We're all passionate about sustainability and solving the food security crisis, so we wanted to work on something related to this at HackTech. When we thought about potential approaches and examined the technologies and products currently deployed, we noticed that they were all either directed towards industrial-scale farmers or experienced home-gardeners. We believe that bridging people with resources to create home gardens and learn about farming will drive the next revolution in agriculture.
What it does
Our app has two main features. For one, we allow users to input their location and recommend the most optimal plants for them to grow based on a USDA open-source dataset. Our second feature is a seedling identification tool to help users become acquainted with different types of plants. It can be used to both distinguish desired crops from weeds and to give them ideas for plants to grow in their own garden.
How we built it
We've built out our application for Android. We parsed through and filtered thousands of lines of data to match locations and optimal home garden plants for our first feature. For the seedling identification tool, we implemented a convolutional neural network in Keras that takes in an image and classifies it into one of our categories. We trained the deep learning model on an open-source labeled dataset of seedling images. The app prompts the user to take a picture and processes it on-device using Google's TensorFlow Mobile architecture. This way, we do not need to interact with any cloud hosting platforms because our model is compressed and can run rapidly on a mobile device processor.
Challenges we ran into
We faced several issues with Android Studio, namely with our manifest file becoming corrupted and our neural net backend not cleanly integrating. Also, we struggled with the compatibility of some code due to Java/Kotlin updates which required us to constantly improvise and rethink our approach.

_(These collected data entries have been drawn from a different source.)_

PR #19, opened 2020-08-14
Allow single branch if statements

jasonpaulos:
This change allows the creation of `If` expressions with only a true predicate, provided that predicate evaluates to `TealType.none`. This is useful in situations where a program should return early or manipulate state only if a condition is true. For example,
```python
from pyteal import *

program = Seq([
    If(App.optedIn(Int(0), App.id()),
        App.localPut(Int(0), Bytes("admin"), Int(1))
    ),
    Return(Int(1))
])

print(compileTeal(program, Mode.Application))
```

Accomplishments that we're proud of
We are proud that we were able to incorporate both core features of our application while also dedicating time to beautify the design and user interface. Although we are slightly limited by the data we had access to, we think we have laid a strong foundation for future deployment of this app.
What we learned
Naturally, we learned new libraries and development strategies, but the most valuable learning was in the process. We learned that even if we have written all of our back-end code and functionality, we need to constantly be aware of how we are integrating this into the front-end. Near the end of the hackathon, we raced to complete our design and the integration of our features, which may have been accelerated had we been more conscious about this starting out. Still, as most of our team's first hackathon experience, this was a very positive learning experience and we can't wait for the next one.
What's next for Sprout
We want to incorporate more data-driven insights into our application. We hope to expand our training dataset for the classifier to better our ability to identify various seedlings. Also, we will collect more data about the user and their preferences to optimize our recommendation system and take it beyond geography.